Week 2 is about the implantation process and blastocyst differentiation. Note that all cells produced from the initial fertilization event are defined as the “conceptus” and will include cells with both embryonic and extraembryonic features.

In the conceptus, this is a period of blastocyst “hatching” rapid blastocyst differentiation into extraembryonic and embryonic tissues and proliferation. In placental animals, this is the first physical interaction between the conceptus and the maternal uterine wall with adplantation and the commencement of implantation.

The implanting conceptus releases a hormone (human Chorionic Gonadotropin or hCG) that initiates maternal hormonal changes, stopping the menstrual cycle. Detection of hCG in maternal urine or blood is also the basis of many modern pregnancy tests.

The second week of human development is concerned with the process of implantation and the differentiation of the blastocyst into early embryonic and placental forming structures.

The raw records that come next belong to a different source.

PR #1478, opened 2023-06-15
[r] Add `to_sparse_matrix()` method to `SOMAExperimentAxisQuery`

aaronwolen:
**Changes:** This PR adds a new method to `SOMAExperimentAxisQuery` that allows users to load any layer from the queried experiment as a sparse matrix with _named_ dimensions (i.e., row and column names are populated).

As noted in the docs, dimension names default to joinids but may come from any obs or var column (depending on the collection type) containing values that uniquely identify each record.

Quick example:

```r
library(tiledbsoma)
experiment <- load_dataset("soma-exp-pbmc-small")

query <- SOMAExperimentAxisQuery$new(
  experiment = experiment,
  measurement_name = "RNA",
  obs_query = SOMAAxisQuery$new(coords = 0:9),
  var_query = SOMAAxisQuery$new(coords = 0:9)
)

query$to_sparse_matrix(
  collection = "X",
  layer = "counts",
  obs_index = "obs_id",
  var_index = "var_id"
)

## 10 x 10 sparse Matrix of class "dgTMatrix"
##   [[ suppressing 10 column names ‘MS4A1’, ‘CD79B’, ‘CD79A’ ... ]]
##
## ATGCCAGAACGACT . 1 . . . 1 . .  3 .
## CATGGCCTGTGCAT . . . 1 . . . .  7 .
## GAACCTGATGAACC . . . . . . . . 11 .
## TGACTGGATTCTCA . . . . . . . . 13 .
## AGTCAGACTGCACA . . . 1 . . . .  3 .
## TCTGATACACGTGT . . . 1 . . . .  4 .
## TGGTATCTAAACAG . . . . . . . .  6 .
## GCAGCTCTGTTTCT . . . 1 . . . .  4 .
## GATATAACACGCAT . . . . . . . .  2 .
## AATGTTGACAGTCA . 1 . . . . . . 21 .
```

More usage examples are available in the new unit tests and updated soma-experiment-queries vignette.

[sc-30317]

**Notes for Reviewer:** This was a feature request from a user who wanted an easier way to create named matrices without having to go through Seurat. IMO this was a great suggestion and I think it will be useful for many users.

The current implementation does not support specifying a sparse encoding via the typical `repr` argument because converting from a dgT (coo) matrix to dgC (csc) can be expensive and I don't want our method to silently bear that cost when a) the operation can be easily performed by the user after the fact and b) a fast c++ implementation of this operation is on the horizon.

### DIFF
--- a/apis/r/R/SOMAExperimentAxisQuery.R
+++ b/apis/r/R/SOMAExperimentAxisQuery.R
@@ -197,6 +197,7 @@ SOMAExperimentAxisQuery <- R6::R6Class(
 
         "Must specify a single layer name" =
           is.null(layer_name) || is_scalar_character(layer_name),
+        assert_subset(layer_name, self$ms[[collection]]$names(), "layer"),
 
         "Must specify a single obs index" =
           is.null(obs_index) || is_scalar_character(obs_index),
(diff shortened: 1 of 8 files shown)


eddelbuettel (approved):
:+1:

ckrilow:
This is great, fantastic work everyone.

mojaveazure (approved):

apis/r/tests/testthat/test-SOMAExperiment-query-matrix-outgest.R
```diff
@@ -0,0 +1,209 @@
+test_that("matrix outgest with all results", {
+  pbmc_small <- get_data("pbmc_small", package = "SeuratObject")
```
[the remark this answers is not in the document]
mojaveazure: It's true that it's a rare occurance, but I've had it happen. It's more important with Bioc packages as there are times when CRAN rebuilds their Bioc collection at the time they're running a check for your package, which'll cause failures, but it's rare. I've just gotten in the habit of checking for suggested packages rather than assuming they're there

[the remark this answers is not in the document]
eddelbuettel: You are supposed to do that.

CRAN was historically a little lax on checking it, but the language in _Writing R Extensions_ has gotten tighter.  It is still not fully enforced.  (IIRC it's an opt-in check when running `R CMD check`.)

apis/r/R/SOMAExperimentAxisQuery.R
```diff
@@ -169,6 +169,161 @@ SOMAExperimentAxisQuery <- R6::R6Class(
...
+          soma_dim_0 = self$obs_joinids(),
+          soma_dim_1 = self$obs_joinids()
+        ),
+        varp = list(
+          soma_dim_0 = self$var_joinids(),
+          soma_dim_1 = self$var_joinids()
+        )
+      )
+
+      # TODO: Coords must be vectors until read() supports arrow arrays
```
pablo-gar, line 269: Small comment: this one is a constant pain point throughout many use cases, we should make it a high priority for post 1.0. In this case support for arrow arrays would be great, but ultimately a lightweight representation of ranges would be ideal

pablo-gar (approved):
Very clean and great addition!

apis/r/R/SOMAExperimentAxisQuery.R
johnkerl: @pablo-gar please file a GitHub issue to track -- thanks!

aaronwolen: https://github.com/single-cell-data/TileDB-SOMA/issues/1479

Normal Stages of week 2 development

Day 08

1. Cells of the inner cell mass (embrioblast) differentiate into 2 distinct layers

2. The cells of each germ layer form a flat disk and together are known as the bilaminar germ disk

3. Cells of the ectodermal layers, initially firmly attached to the cytotrophoblast, develop small clefts between their layers as development proceeds

Day 09

◦blastocyst embeds deeper into endometrium, and a fibrin coagulum “plug” (blood clot and cellular debris) closes the penetration defect in uterine epithelial surface – interstitial implantation

1.Trophoblast progresses in development, especially at the embryonic pole, and vacuoles appear in the syncytium. The vacuoles fuse to form large lacunae (lakes), and we have the lacunar stage of trophoblast development

2.Endometrial stroma around the trophoblast has vascular congestion, and the cells are rich in glycogen

3.Flattened cells delaminate from the inner surface of the cytotrophoblast, at the embryonic pole, and form a thin membrane called Heuser’s exocoelomic membrane which is continuous with the edges of the entodermal layer. Together, they form the lining of the exocoelomic cavity or the primitive yolk sac.

Day 10, 11 and 12

1.The blastocyst becomes completely embedded in the endometrial stroma, and the uterine surface epithelium almost entirely covers the original epithelial lining defect of the mucosa Only a slight protrusion is seen in the uterine lumen

2.The trophoblast is characterized by lacunar spaces in the syncytium, and they form an interconnecting network, particularly at the embryonic pole

3.At the embryonic pole, the trophoblast consists of cytotrophoblastic cells and only a few lacunar spaces

4. The syncytial cells penetrate deep into the stroma and erode the endothelial lining of maternal congested and dilated capillaries called sinusoids

5. Cytotrophoblast also differentiates. On its inner surface, cells delaminate to form a fine, loose tissue, the extraembryonic mesoderm, which fills the space between external trophoblast and amnion and internal yolk sac

6. The bilaminar germ disk grows slowly compared to the trophoblast, but by the end of day 12, entodermal cells begin to spread over the inside of Heuser’s membrane

Day 13 and 14

the endometrial surface defect is usually healed, but there may be occasional bleeding at the site of implantation due to the increased blood flow in the lacunar spaces at the abembryonic pole. Can be confused with menstrual bleeding

1.The trophoblast shows more organization at the embryonic pole

2.The cytotrophoblast cells proliferate, penetrate the syncytium, and form cellular columns surrounded by syncytium-together forming the primary stem villi

3.The entodermal germ layer proliferates and newly formed cells gradually line a new cavity known as the secondary or definitive yolk sac (smaller than original)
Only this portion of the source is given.